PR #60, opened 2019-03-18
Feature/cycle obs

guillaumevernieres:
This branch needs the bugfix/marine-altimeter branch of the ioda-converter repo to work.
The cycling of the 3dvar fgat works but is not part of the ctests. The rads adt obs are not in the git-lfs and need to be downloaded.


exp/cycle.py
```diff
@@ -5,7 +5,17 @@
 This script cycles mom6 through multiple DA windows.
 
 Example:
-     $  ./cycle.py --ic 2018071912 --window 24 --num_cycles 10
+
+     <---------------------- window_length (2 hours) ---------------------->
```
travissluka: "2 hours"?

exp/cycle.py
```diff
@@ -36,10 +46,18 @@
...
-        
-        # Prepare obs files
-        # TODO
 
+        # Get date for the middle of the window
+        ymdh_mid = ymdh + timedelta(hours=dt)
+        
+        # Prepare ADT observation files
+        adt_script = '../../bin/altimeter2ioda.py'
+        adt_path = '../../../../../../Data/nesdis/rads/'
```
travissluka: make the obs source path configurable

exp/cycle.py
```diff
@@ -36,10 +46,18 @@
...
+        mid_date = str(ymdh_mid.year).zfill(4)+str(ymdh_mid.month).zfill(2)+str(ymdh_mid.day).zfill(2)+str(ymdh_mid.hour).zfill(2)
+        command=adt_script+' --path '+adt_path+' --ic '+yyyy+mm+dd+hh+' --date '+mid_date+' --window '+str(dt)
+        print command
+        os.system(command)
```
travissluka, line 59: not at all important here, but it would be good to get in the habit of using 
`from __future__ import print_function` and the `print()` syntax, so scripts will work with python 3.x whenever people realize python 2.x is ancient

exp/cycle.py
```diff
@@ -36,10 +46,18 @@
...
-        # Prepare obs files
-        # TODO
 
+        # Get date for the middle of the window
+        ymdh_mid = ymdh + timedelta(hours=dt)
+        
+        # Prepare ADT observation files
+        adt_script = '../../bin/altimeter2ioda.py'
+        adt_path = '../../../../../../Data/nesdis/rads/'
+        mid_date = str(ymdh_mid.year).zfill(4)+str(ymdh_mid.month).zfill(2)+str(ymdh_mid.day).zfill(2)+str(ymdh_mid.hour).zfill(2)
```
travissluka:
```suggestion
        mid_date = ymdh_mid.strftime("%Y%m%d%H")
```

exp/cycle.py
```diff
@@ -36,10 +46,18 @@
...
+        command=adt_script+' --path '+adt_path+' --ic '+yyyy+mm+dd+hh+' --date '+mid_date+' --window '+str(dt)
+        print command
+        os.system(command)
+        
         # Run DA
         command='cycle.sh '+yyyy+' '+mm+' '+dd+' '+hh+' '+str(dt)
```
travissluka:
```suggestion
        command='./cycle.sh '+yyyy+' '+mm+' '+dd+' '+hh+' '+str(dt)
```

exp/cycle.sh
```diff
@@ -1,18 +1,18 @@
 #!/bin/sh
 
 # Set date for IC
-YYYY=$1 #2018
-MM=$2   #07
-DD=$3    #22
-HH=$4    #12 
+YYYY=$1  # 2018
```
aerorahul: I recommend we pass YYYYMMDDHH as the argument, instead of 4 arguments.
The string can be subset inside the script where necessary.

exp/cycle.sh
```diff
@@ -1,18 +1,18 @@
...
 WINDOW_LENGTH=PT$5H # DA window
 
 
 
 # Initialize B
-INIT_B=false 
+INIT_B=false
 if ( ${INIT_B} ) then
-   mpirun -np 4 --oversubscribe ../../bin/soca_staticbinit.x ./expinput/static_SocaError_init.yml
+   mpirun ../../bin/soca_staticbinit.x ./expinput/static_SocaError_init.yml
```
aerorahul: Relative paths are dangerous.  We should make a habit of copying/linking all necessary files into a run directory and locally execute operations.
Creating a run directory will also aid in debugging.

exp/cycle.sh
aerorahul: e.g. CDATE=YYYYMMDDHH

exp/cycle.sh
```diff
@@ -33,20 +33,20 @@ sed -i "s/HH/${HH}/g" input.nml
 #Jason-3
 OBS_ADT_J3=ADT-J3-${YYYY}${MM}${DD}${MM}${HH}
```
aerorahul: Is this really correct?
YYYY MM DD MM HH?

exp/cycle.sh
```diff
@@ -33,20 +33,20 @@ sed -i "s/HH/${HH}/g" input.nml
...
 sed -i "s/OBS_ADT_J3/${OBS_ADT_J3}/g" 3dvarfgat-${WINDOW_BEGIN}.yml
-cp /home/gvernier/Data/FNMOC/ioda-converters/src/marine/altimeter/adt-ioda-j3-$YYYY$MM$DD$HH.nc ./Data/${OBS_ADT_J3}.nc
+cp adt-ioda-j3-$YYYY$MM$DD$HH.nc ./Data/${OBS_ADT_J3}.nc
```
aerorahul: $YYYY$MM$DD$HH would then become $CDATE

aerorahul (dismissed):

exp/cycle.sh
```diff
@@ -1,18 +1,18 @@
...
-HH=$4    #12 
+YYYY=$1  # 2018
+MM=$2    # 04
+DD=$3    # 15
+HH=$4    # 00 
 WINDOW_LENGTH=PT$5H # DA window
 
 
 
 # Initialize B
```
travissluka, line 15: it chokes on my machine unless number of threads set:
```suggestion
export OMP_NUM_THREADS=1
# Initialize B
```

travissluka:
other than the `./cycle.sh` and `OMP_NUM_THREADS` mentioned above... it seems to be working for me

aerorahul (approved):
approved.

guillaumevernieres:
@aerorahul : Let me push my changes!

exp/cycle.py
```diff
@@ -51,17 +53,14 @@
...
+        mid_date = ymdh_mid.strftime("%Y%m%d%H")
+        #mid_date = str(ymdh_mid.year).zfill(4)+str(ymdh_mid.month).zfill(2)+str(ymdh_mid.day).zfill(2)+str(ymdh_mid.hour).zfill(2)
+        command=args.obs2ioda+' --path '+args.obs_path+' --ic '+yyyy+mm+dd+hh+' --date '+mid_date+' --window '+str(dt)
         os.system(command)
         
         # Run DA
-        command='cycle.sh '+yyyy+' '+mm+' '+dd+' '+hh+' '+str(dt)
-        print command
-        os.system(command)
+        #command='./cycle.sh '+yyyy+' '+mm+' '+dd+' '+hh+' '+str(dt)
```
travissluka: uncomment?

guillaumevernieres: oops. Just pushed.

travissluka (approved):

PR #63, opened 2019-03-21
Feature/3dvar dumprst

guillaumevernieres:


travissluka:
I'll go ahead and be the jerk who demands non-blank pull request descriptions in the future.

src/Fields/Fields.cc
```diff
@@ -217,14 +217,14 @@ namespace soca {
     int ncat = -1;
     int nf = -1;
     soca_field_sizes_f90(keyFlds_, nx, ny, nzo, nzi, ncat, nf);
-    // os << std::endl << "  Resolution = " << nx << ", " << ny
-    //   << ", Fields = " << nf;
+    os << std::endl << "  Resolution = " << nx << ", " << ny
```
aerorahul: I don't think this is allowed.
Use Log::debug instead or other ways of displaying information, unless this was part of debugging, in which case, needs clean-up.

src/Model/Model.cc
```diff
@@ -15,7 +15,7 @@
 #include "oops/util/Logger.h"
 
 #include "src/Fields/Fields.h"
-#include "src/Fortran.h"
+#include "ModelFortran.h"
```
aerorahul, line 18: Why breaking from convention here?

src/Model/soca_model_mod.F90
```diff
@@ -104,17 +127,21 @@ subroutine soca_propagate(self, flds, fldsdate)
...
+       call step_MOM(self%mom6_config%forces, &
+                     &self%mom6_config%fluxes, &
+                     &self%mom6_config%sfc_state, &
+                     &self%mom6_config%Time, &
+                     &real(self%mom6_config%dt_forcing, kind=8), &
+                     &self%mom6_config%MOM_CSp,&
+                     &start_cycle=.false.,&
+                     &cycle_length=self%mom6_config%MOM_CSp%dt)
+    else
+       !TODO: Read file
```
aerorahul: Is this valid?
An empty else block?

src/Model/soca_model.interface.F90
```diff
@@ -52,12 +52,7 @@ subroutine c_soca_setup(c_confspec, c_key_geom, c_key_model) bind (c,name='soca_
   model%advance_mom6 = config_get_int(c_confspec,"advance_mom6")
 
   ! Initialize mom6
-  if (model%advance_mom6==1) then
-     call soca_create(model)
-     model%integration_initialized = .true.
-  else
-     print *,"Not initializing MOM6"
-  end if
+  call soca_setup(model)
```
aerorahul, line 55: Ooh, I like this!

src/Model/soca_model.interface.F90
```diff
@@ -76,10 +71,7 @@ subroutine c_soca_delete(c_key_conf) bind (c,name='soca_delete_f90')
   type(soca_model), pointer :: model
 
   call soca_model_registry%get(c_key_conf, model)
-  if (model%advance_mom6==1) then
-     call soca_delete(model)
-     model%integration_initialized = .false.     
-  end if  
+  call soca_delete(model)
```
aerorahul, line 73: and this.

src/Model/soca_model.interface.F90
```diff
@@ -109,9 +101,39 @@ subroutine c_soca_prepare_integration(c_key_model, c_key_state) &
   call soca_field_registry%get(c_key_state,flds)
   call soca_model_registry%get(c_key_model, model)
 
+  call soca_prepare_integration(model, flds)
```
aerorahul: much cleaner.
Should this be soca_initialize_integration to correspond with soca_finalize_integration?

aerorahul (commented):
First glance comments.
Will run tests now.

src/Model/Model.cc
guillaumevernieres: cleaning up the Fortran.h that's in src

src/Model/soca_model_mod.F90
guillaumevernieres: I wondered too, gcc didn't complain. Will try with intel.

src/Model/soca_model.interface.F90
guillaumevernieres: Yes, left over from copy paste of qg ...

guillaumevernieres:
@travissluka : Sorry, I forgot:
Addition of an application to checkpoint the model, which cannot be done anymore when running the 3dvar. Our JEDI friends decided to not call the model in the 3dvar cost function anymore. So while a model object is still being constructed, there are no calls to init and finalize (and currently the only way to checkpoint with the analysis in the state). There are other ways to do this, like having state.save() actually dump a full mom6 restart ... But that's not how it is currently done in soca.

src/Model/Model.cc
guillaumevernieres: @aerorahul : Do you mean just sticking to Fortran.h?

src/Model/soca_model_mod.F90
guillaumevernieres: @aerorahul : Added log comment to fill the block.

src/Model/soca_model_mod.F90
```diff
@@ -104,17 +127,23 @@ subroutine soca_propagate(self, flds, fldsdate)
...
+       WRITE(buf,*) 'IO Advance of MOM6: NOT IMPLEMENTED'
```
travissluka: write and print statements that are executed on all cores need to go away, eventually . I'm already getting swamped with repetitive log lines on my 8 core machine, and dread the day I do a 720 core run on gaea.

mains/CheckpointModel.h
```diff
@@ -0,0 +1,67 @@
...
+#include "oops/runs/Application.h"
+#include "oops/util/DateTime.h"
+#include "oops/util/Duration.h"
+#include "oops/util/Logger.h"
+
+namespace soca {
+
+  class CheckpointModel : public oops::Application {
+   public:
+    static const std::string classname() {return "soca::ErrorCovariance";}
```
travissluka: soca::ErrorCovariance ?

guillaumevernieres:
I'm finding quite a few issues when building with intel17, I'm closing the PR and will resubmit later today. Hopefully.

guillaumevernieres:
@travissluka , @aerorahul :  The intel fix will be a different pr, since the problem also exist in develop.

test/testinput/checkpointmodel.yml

...

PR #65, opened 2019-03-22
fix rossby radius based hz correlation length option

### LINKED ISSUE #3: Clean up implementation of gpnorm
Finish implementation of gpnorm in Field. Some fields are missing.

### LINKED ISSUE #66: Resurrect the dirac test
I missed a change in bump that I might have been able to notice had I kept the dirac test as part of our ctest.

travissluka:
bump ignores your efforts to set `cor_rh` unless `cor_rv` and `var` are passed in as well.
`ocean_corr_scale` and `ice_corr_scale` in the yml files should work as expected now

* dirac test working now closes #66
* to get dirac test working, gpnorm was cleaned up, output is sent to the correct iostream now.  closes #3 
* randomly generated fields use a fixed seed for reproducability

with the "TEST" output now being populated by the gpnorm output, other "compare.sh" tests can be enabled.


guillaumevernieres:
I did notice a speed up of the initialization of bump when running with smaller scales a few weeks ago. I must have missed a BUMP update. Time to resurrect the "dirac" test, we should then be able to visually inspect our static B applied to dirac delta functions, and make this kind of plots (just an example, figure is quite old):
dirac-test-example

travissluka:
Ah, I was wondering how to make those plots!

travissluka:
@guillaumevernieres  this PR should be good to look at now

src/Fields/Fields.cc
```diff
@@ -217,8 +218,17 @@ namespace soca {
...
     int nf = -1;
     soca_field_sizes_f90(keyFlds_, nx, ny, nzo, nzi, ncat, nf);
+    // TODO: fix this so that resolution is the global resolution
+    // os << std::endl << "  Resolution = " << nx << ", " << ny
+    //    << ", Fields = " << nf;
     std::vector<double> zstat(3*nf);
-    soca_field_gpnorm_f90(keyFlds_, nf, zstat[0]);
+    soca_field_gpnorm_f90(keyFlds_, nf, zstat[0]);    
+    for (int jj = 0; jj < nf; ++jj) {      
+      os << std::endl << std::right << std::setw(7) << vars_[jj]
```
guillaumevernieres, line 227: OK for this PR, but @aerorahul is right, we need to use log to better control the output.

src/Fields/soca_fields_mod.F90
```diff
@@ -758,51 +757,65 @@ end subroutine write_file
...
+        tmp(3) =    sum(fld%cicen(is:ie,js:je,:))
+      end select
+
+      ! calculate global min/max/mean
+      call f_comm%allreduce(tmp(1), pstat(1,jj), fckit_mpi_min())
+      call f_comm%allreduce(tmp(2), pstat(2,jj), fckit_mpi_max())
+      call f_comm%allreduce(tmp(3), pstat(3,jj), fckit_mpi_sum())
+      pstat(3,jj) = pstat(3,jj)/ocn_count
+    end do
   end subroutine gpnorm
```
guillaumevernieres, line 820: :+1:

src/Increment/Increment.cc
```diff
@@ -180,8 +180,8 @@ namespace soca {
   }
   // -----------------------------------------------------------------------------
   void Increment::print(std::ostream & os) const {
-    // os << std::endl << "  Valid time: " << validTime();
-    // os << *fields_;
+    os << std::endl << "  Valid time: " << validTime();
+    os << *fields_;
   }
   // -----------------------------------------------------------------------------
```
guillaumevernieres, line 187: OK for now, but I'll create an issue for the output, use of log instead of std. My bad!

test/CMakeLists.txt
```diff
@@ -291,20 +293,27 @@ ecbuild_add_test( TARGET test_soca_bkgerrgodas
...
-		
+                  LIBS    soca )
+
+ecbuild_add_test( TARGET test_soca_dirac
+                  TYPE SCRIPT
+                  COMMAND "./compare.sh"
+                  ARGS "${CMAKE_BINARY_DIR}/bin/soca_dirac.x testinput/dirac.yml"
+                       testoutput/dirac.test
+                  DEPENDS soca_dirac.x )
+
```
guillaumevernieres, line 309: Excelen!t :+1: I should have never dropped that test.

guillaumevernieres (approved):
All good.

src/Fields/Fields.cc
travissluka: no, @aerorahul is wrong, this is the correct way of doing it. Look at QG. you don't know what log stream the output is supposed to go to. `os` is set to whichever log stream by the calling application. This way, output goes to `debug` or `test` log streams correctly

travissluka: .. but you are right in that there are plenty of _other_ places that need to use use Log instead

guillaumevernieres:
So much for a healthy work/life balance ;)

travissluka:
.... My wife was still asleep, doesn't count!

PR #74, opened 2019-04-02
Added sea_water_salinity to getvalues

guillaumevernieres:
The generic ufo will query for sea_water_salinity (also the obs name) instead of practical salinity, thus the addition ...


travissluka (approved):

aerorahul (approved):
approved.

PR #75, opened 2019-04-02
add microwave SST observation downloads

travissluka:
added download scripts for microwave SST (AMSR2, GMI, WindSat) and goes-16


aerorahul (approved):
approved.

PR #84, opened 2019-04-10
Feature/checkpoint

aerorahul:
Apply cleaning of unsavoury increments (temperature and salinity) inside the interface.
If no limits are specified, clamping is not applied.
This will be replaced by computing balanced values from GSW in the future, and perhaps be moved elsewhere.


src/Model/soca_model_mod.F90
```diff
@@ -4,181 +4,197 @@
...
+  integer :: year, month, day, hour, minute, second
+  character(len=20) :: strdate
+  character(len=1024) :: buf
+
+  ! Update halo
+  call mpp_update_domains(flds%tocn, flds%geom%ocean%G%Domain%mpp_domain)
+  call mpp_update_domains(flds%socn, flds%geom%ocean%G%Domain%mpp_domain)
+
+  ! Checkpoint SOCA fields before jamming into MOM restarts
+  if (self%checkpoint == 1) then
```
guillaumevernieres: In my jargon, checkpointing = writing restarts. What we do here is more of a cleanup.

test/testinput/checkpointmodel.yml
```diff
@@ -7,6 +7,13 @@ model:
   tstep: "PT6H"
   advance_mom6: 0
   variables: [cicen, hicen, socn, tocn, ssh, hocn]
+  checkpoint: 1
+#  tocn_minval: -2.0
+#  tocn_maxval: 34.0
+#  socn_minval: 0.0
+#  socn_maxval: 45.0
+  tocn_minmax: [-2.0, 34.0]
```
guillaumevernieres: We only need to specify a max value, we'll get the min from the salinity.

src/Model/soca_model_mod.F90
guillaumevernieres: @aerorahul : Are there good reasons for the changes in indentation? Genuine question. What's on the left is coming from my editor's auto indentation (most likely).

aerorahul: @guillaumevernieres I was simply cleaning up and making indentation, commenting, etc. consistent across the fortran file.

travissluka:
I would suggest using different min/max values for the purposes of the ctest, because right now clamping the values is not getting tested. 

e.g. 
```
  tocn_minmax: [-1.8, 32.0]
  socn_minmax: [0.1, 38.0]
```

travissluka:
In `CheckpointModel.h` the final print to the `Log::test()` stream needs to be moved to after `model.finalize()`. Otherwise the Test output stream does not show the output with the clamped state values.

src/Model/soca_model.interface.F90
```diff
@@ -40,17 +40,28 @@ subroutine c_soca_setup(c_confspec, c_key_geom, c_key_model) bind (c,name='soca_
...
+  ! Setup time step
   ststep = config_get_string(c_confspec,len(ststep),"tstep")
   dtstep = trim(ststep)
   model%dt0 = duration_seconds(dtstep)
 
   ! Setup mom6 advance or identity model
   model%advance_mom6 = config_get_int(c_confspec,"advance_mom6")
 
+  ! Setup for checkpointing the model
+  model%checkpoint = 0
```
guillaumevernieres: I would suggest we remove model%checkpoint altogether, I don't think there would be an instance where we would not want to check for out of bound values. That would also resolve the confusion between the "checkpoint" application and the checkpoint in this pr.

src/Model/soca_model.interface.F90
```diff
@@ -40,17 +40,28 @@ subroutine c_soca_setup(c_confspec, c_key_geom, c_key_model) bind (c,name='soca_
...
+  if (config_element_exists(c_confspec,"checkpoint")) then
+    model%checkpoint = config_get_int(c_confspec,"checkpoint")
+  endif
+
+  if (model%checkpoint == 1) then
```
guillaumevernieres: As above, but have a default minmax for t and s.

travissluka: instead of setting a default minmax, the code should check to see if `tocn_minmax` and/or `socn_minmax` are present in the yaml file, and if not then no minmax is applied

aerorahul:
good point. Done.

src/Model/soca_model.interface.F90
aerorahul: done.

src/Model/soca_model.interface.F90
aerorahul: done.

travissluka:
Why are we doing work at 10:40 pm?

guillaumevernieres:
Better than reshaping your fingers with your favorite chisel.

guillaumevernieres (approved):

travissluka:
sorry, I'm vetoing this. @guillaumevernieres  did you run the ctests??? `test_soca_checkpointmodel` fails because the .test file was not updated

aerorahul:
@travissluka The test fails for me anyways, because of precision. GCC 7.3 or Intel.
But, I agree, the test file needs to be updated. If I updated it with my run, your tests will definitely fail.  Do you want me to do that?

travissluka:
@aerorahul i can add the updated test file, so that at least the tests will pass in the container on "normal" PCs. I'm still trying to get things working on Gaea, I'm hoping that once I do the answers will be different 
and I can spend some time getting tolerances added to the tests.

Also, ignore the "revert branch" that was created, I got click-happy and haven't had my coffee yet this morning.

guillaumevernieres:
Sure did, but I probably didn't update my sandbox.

### TRY IT
In the entries above, copy each line that contains the string "mpirun".

### ANSWER TO THIS PROBLEM
-   mpirun -np 4 --oversubscribe ../../bin/soca_staticbinit.x ./expinput/static_SocaError_init.yml
+   mpirun ../../bin/soca_staticbinit.x ./expinput/static_SocaError_init.yml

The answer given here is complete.